The Daily Tar Heel

Serving the students and the University community since 1893

Friday December 9th

Students with disabilities offered support during, after admissions process


But if the student chooses to share information about their disability during the application process, UNC’s Accessibility Resources and Service office and an admissions subcommittee for disabilities can work together to give due consideration and support.

Tiffany Bailey , director of the Accessibility Resources office, said students self-identify to the accessibility office either before they are admitted or during freshman orientation.

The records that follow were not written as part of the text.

PR #599, opened 2021-01-21
Make tuning frequency editable by wheel

jpcima:
This allows the `SValueMenu` to be edited by wheel.
Tuning frequency can be adjusted by increments of `0.1`.


ghost:
Brilliant!

ghost:
Ah, spoke too soon. I just tried and the value does not update in real time. Only on clicking on the box does the value show as updated.

jpcima:
Ok I probably forgot to `invalid()` the component after value change.
Fix in 2a82e50

ghost:
I can confirm that all is working as expected now. Thanks!

PR #609, opened 2021-01-31
Windowed sinc interpolation

jpcima:
This adds the sample quality 3 to 10.
See also: https://github.com/sfztools/sfizz/wiki/Resampling

There may be room for improvement, by adjusting Kaiser beta and table size.

Adds the Bessel I0 math function, required when C++ < 17.

### DIFF
--- a/benchmarks/BM_interpolators.cpp
+++ b/benchmarks/BM_interpolators.cpp
@@ -13,6 +13,11 @@
 
 class Interpolators : public benchmark::Fixture {
 public:
+    Interpolators()
+    {
+        sfz::initializeInterpolators();
+    }
+
     void SetUp(const ::benchmark::State& state)
     {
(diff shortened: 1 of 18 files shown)


jpcima:
Notifying @kinwie for `sample_quality` 3-10, implemented in this PR

kinwie:
@jpcima Wow, this is great implementation! I've checked the CPU jumps for each quality and it seems very optimized :+1: 
I even saw that sample_quality=3 (Sinc-8) seems use a bit less CPU than 2 (Hermite). And tested the sound of sample_quality=10, it sounds so fat and CPU also efficient. Superb!!

jpcima:
Great thanks, I merge this once.
On my machine Sinc 8-point is just a little slower than Hermite is, but this can depend on machine.

PR #1541, opened 2017-05-11
New Addon: CapeTrader

OdinBurntwaffle:
Hello. The capetrader addon is designed to automate the process of augmenting ambuscade capes.

Unfortunately I think I goofed my original pull request for this addon. Hopefully this request worked out. Looking forward to any suggestions and input you all might have. Thanks.


addons/capetrader/capetrader.lua
```diff
@@ -0,0 +1,495 @@
...
+require('strings')
+local res = require('resources')
+local packets = require('packets')
+local augPaths = require('allAugPaths')
+local maxAugMap = require('maxAugMap')
+local extData = require('extdata')
+local jobToCapeMap = require('jobToCapeMap')
+
+local playerIndex = nil
+local gorpaID = 17797273
```
z16: Two things to keep in mind about using NPC IDs like this:
1. It will likely change. NPC IDs frequently do, so this would need to be maintained after every update. That may warrant putting it in a more visible place, where others could maintain it better as well, just in case you stop playing at some point.
2. I'd recommend writing it down as a hex number. That allows you to distinguish some parts more easily:
`0x010F9099`
This means it's a regular NPC (starts with `0x01`), is in Mhaura (zone `0x0F9`, or `249` in decimal) and has index `0x099` (`153`). That also means you can derive the following few lines from it and don't need to explicitly list them, as they may change as well.

addons/capetrader/capetrader.lua
```diff
@@ -0,0 +1,495 @@
...
+local threadIndex = 1
+local dustIndex = 2
+local dyeIndex = 3
+local sapIndex = 4
+local maxAugKey = nil
+local zoneHasLoaded = true
+local inventory = nil
+
+windower.register_event('addon command', function(input, ...)
+    local cmd = string.lower(input)
```
z16: I would recommend not relying on the implicit `arg` value Lua 5.1 provides. It was even removed in Lua 5.2 because it can confuse people and pollute the local variable space, and has hardly any advantage. It's easily implemented in one line:
```lua
    local args = {...}
```

This will also make it easier to convert the addon to newer versions of Windower as well, which don't support that.

addons/capetrader/capetrader.lua
```diff
@@ -0,0 +1,495 @@
...
+    end
+
+    if id == 0x01D then
+        if not zoneHasLoaded then
+            zoneHasLoaded = true
+        end
+        if tradeReady then
+            tradeReady = false
+
+            if not string.contains(string.lower(pathItem.en), 'dye') then
```
z16: This may just be your preference, but this is more succintly typed when using the object syntax:
```lua
            if not pathItem.en:lower():contains('dye') then
```

This can be applied to many cases throughout this file, and with functions too, such as in the next line:
```lua
                startAugmentingCape:schedule(dustSapThreadTradeDelay, numberOfTimesToAugment - timesAugmentedCount + 1, false)
```

addons/capetrader/capetrader.lua
```diff
@@ -0,0 +1,495 @@
...
+        firstTimeAug = false
+        optionIndex = 512
+    else
+        optionIndex = 256
+    end
+
+    local packet = packets.new('outgoing', 0x05B)
+    packet["Target"] = gorpaID
+    packet["Option Index"] = optionIndex
+    packet["_unknown1"] = pathIndex
```
z16: Did you actually figure out what `_unknown1` is, or have you just observed its value in this particular case?

If it's the former, I'd welcome it if you could update our `Windower/addons/libs/packets/fields.lua` file with the new info.

addons/capetrader/capetrader.lua
```diff
@@ -0,0 +1,495 @@
...
+    packet["Target Index"] = gorpaTargetIndex
+    packet["Automated Message"] = true
+    packet["_unknown2"] = 0
```
z16: If you know what this is, see the comment above. If not and you're just setting it to `0` to be safe, you don't need to bother. All fields you don't explicitly specify are initialized to `0` by default.

addons/capetrader/capetrader.lua
```diff
@@ -0,0 +1,495 @@
...
+    packet["Zone"] = mhauraID
+    packet["Menu ID"] = gorpaMenuID
+    packets.inject(packet)
+
+    packet["Automated Message"] = false
+    packets.inject(packet)
+
+    packet = packets.new('outgoing', 0x016, {
```
z16: I'd recommend choosing a new variable for a new packet. In the above case I'd say it's ok, because the packet is essentially the same, just slightly modified, but here it's entirely new. Having a new variable for it reduces the risk of mixing things up when refactoring the code. Which could be especially problematic for injected outgoing packets.

addons/capetrader/capetrader.lua
```diff
@@ -0,0 +1,495 @@
...
+    end
+
+    local augmentTable
+    if extData.decode(capeItem).augments then
+        augmentTable = extData.decode(capeItem).augments
+    end
+
+    local augValue
+    if augmentTable then
+        if string.contains(string.lower(pathItem.en), 'thread') then
```
z16: I'm not sure if it's applicable here, but if the name should not just *contain* `thread` but actually *end* with it, you can use `string.endswith`. It has the advantage of avoiding false positives and is also more efficient.

And in the interest of avoiding false positives you can also add a space to the word you're checking for:
```lua
        if pathItem.en:lower():endswith(' thread') then
```

addons/capetrader/capetrader.lua
```diff
@@ -0,0 +1,495 @@
...
+local dustSapThreadTradeDelay = 1
+local dyeTradeDelay = 2
+local tradeReady = false
+local threadIndex = 1
+local dustIndex = 2
+local dyeIndex = 3
+local sapIndex = 4
+local maxAugKey = nil
+local zoneHasLoaded = true
+local inventory = nil
```
z16: You rely on a lot of global state. This is a simple way to implement certain mechanisms, but is also prone to some issues. For example, you always have to remember to clean up the state wherever you leave certain functions. This makes those functions harder to design, since you can really only have one exit route.

Instead I'd consider passing more things as arguments. One simple example is the `getCapeIndex` function. It uses the `currentCape` variable, which is defined globally. Instead, you can simply pass the value to the function where it's called inside `checkCapeCount`. Which, in turn, can also receive it from its calling function. This both avoids the need to clean up, since it doesn't persist by default, as well as allows it to trace easily which functions need which values, since you see it in their argument list. That helps others (like me :D) to understand the code better and will help you if you decide to refactor it in the future.

The same can be applied to many other variables.

On the other hand, certain variables make sense to handle globally, namely those that are either inefficient to calculate (like player ID/index or zone info). Those can be stored globally and certain events can be registered which shall update those variables (like login/logout/zoning).

z16 (changes requested):
I added some comments, and most of it looks pretty good. Even the comments I added are merely suggestions.

There's just one thing that I didn't mention in the code that I'd like changed before I merge this, and that's the use of `item.en` throughout the code. It's not your fault, I don't think we have it documented anywhere, but that's actually an internal value. Instead please use `english` (or even `name`, which will cause it to be Japanese on a Japanese client). The abbreviated versions are not guaranteed to work in future versions of Windower.

So as long as that is changed, the rest is fine to merge. Just let me know if you want some time to work on some of my suggestions, or if you want it to be merged as is.

addons/capetrader/capetrader.lua
trv6: I bumped into this problem not too long ago and learned a few things which I thought were interesting. 
The `arg` variable is a leftover from Lua 5.0, which sneaks into 5.1 via a compatibility option that is on by default. It's off in LuaJIT.
There's at least one very good reason not to use it: because creating the `arg` table adds overhead to functions with the `...` syntax, Lua 5.1 only defines it if you don't directly use the syntax elsewhere in your function (`select(n, ...)`, etc.). This can trip you up if you're not aware -- suddenly you'll reach for `arg` and it won't be there -- but it has an upside! Defining `local args = {...}` probably doesn't cost much because Lua would have spent the time defining `arg`, but won't when it sees you using the ellipsis.

addons/capetrader/capetrader.lua
OdinBurntwaffle: I added some code in order to quickly check these values after a version update. If you could  have a look at the printGorpaPacketInfo() function and the windower.register_event('outgoing chunk') portion of code and maybe tell me if there is a better way to get that information that would be great. I also added some comments to the capetrader.lua file to explain how to use those functions to get the relevant information in case I am not around to patch the addon.

addons/capetrader/capetrader.lua
OdinBurntwaffle: Keeping track of the variables here  was definitely a cause of many difficulties for me while writing this addon! Unfortunately I only managed to get rid of three of these relating to item index values as you suggested. I think I could manage to get rid of some more of them if I combined the prepareCapeForAugments() and startAugmentingCape() functions into one large function but I'm not sure if that would be worth the effort. If you see any other simpler solutions for removing some of these variables let me know. Thanks for the suggestion.

addons/capetrader/capetrader.lua
OdinBurntwaffle: Fixed!

addons/capetrader/capetrader.lua
OdinBurntwaffle: Fixed!

addons/capetrader/capetrader.lua
OdinBurntwaffle: Fixed!

addons/capetrader/capetrader.lua
OdinBurntwaffle: I've made a couple of small addons similar to this one that use this 0x05B packet as well. It seems like "_unknown1" will take values other than zero if the 0x05B dialog packet you are sending results in you exiting the related menu in game. Although it seems there are a few exceptions to this in the capetrader addon, for example unknown1 will be zero if you augment a cape and exit the menu with any of the following pairs of items/augmentpaths: thread/hp, dust/acc+atk, sap/wsd, dye/hp. 

I didn't add a note to the packets/fields.lua file because I'm not entirely sure how unknown1 works. I think if there are multiple dialog options that can result in exiting a menu unknown1 won't necessarily be equal to zero and can take different values. If you think that is plausible and worth adding to the fields file let me know and I can add an explanatory comment of some kind.

addons/capetrader/capetrader.lua
OdinBurntwaffle: Removed the line, I'm not sure what "_unknown2" is for.

addons/capetrader/capetrader.lua
OdinBurntwaffle: Fixed!

OdinBurntwaffle:
I think the latest push addressed most of your suggestions. I wasn't sure whether to replace item.en with item.english or item.name, I ended up using .name. Let me know if I should use .english instead. Let me know if you see any problems I missed or may have introduced while changing things.  I tested the addon again as much as I could and everything seems to be working properly after these changes. As far as I can tell it is ready to be merged, let me know otherwise.

Thanks again for the feedback!

addons/capetrader/capetrader.lua
```diff
@@ -0,0 +1,516 @@
...
+
+_addon.name = 'CapeTrader'
+_addon.author = 'Lygre, Burntwaffle'
+_addon.version = '1.0.2'
+_addon.commands = {'capetrader', 'ct'}
+
+--NOTE: It is possible that the correct values for the following four variables can change after a version update.
+local gorpaID = 0x010F9099
+local mhauraID = 0x0F9
+local gorpaTargetIndex = 0x099
```
z16: While this helps outline the values, what I meant is to only define one of them. Then only one needs to be updated. For example, you can define only Gorpa's ID and derive the other two from it:
```lua
local gorpaID = 0x010F9099
local zoneID = math.floor(gorpaID / 0x100) % 0x1000
local gorpaIndex = gorpaID % 0x1000
```

Or you can define only the index and get Mhaura's ID from the resources:
```lua
local gorpaIndex = 0x099
local mhauraID = res.zones:with('english', 'Mhaura').id
local gorpaID = 0x01000000 + mhauraID * 0x1000 + gorpaIndex
```

Actually looking at it now it's not exactly prettier :D

The point being only one value should be variable when the others can be derived from it. This simply reduces the maintenance work and the surface area for manual bugs. But in this case the gains are admittedly rather small, so I'll leave that up to your judgment.

addons/capetrader/capetrader.lua
```diff
@@ -0,0 +1,516 @@
...
+
+function getItemIndex(capeOrAugItem)
+    for itemIndex, item in pairs(inventory) do
+        if item.id == capeOrAugItem.id then
+            return itemIndex
+        end
+    end
+end
+
+function getItem(itemName)
```
z16, line 153: This function searches through the item resources. All resource tables already provide a mechanism to do that:
```lua
    return res.items:with('name', itemName)
```

This will not match case insensitively, so the case would need to be correct. Otherwise you can do the more verbose:
```lua
    return res.items:with('name', function(name) return name:lower() == itemName end)
```

Both functions (as well as your original loop) are annoyingly inefficient. The item resources are huge with several thousand entries, and every time the function is called it searches through them all and even lowercases their names. You can avoid much of that effort by not lowercasing names unless you have to (such as when handling user input), but sometimes there's no way around it.

In this case however, you can do one of two things:
1. Memoization. That's a term describing saving function input and a hash table of results, so that only the first time the resources are searched. The second time the hashed value is taken. One possible implementation would be this:
```lua
do
    local results = {}
    getItem = function(itemName)
        itemName = itemName:lower()
        if not results[itemName] then
            results[itemName] = res.items:with('name', function(name) return name:lower() == itemName end)
        end

        return results[itemName]
    end
end
```
2. Precomputing a table of known values. This method is especially applicable if there are only a certain known number of valid values, which I think is the case here (although I'm not familiar with the augmenting mechanism, so I could be wrong). In this case you'd iterate through the resources on addon load and create a name-item mapping table. Then the `getItem` function wouldn't need to search at all, nor manage its own hash table, it would just look up the value in the global table you computed before.

z16 (changes requested):
I added some more comments, but mostly I just wanted to mention the `name` vs. `english` thing again. Since you asked when to use which, simply think about how you use them.

Take this example:
```lua
    print(res.items[19747].name == 'Mandau')
```

Since the value of `name` depends on the client, this would compare `'Mandau' == 'Mandau'` on an English client, which is true. But on a Japanese client it would compare `'マンダウ' == 'Mandau'`, which is false.

Basically, use `name` when you're printing or reading, i.e. talking to the user. Use `english` when you compare against hard-coded values.

So in your case, you check if `item.name:endswith(' dust')` at some point. This will now break for Japanese users, since the name will not end with ' dust' for them. Instead use `english` here.

But on line 260, where you print a message to the console, using `name` would be fine. It would still be English text, and no one expects you to translate it, but at least a Japanese player will figure out that the error is regarding the correct item. Item names are especially hard to figure out in another language, so even a Japanese item name in an English sentence would help users.

As for the debugging function you added, that's fine. Unfortunately there' no sure-fire way to handle such cases. Nothing we can do after an update but figure this stuff out again.

Fortunately you don't even have to wait until the update finishes to update it. [POLUtils] is a tool that can read FFXI DAT files and it can find out NPC IDs/indices. So if you want to provide maximum security for your users after an update, before the servers are up you should try to update as soon as possible and then get the new value from POLUtils. Then submit a pull request with the new value. A bit of a hassle, but that's what it is :)

z16:
Actually, I just thought of something else you could do that would probably make updating at all unnecessary. You could simply look for the NPC name... that usually doesn't change. So hard-code the name and just check if a mob with that name is in the vicinity. We have a function to get a mob by name:
```lua
    local gorpa = windower.ffxi.get_mob_by_name('Gorpa something')
```

Since Mhaura's ID will likely always be the same (and you can still get it from the resources to be super sure), you can get the ID and index from that object. And then you already have the object just need to check if it's not `nil` and if it's in range.

The more I think about it, the more I think this is the way it should be. I'll ponder it a bit more, and I won't require you to change it to that, just something to think about, since it could save yourself some effort in the long run.

OdinBurntwaffle:
Hello again. I think I replaced item.name with item.english where appropriate.

I made a first attempt at changing how we get the gorpa npc information. Is 
`windower.ffxi.get_mob_by_name('Gorpa-Masorpa')` a particularly expensive function? I think I could probably get rid of a few more global variables related to the gorpa npc if we just replace instances of `gorpaID `and `gorpaTargetIndex` with `windower.ffxi.get_mob_by_name('Gorpa-Masorpa').id` and `windower.ffxi.get_mob_by_name('Gorpa-Masorpa').index` respectively assuming we don't mind calling that function too much.

I also made a first attempt at fixing searching `res.items ` problem. I tried to follow your suggestion of precomputing a table of known values so we only need to search `res.items` once.

Thanks again for the feedback.

z16:
As you may suspect, the function is usually somewhat expensive. But the way I see it you only need to call it when the user enters a command. For single-use it's really quite ok to use. Also, you can store the result, since once you have the ID/index it won't change for the entire of the FFXI version until the next update. So you can use that to determine the ID and then just call `get_mob_by_id`. Although you won't even need that... since his position also never changes. So if you have it once, you could just store its position, and always compare against that.

But that's all just micro-optimizing at this point. Like I said, `get_mob_by_name` may be "expensive", but only in relative terms to the other `get_mob_by_*` functions. It's still fast enough to carefree use it every time the user enters a command. Its raw execution time is very like still under the millisecond threshold for most machines.

Let me know if there's still something you want to implement, or if you're ready on your end.

OdinBurntwaffle:
Made a few more small changes. I tested some things after these changes again and it seems the addon is working correctly. (At least I hope so!)

Unless you find something else objectionable I think it is ready to merge. 

Thank you for the help.

z16 (approved):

“We will meet with some prospective students who want an idea of how we are going to accommodate their disability, but we don’t meet with a lot of students, and a lot of students may not disclose a disability,” she said.

Jared Rosenberg , senior assistant director of admissions, said students must self-disclose their disability in order to be eligible for extra consideration by the Committee on Disabilities , the admissions subcommittee.

The student must also include some sort of documentation of their disability, such as evaluations from a physician or psychologist, a personal impact statement or an individualized education plan used in high school.

“If the student mentions the disability in an essay but does not provide any documentation, we will not mark that student for further consideration because we have nothing more to go on,” Rosenberg said.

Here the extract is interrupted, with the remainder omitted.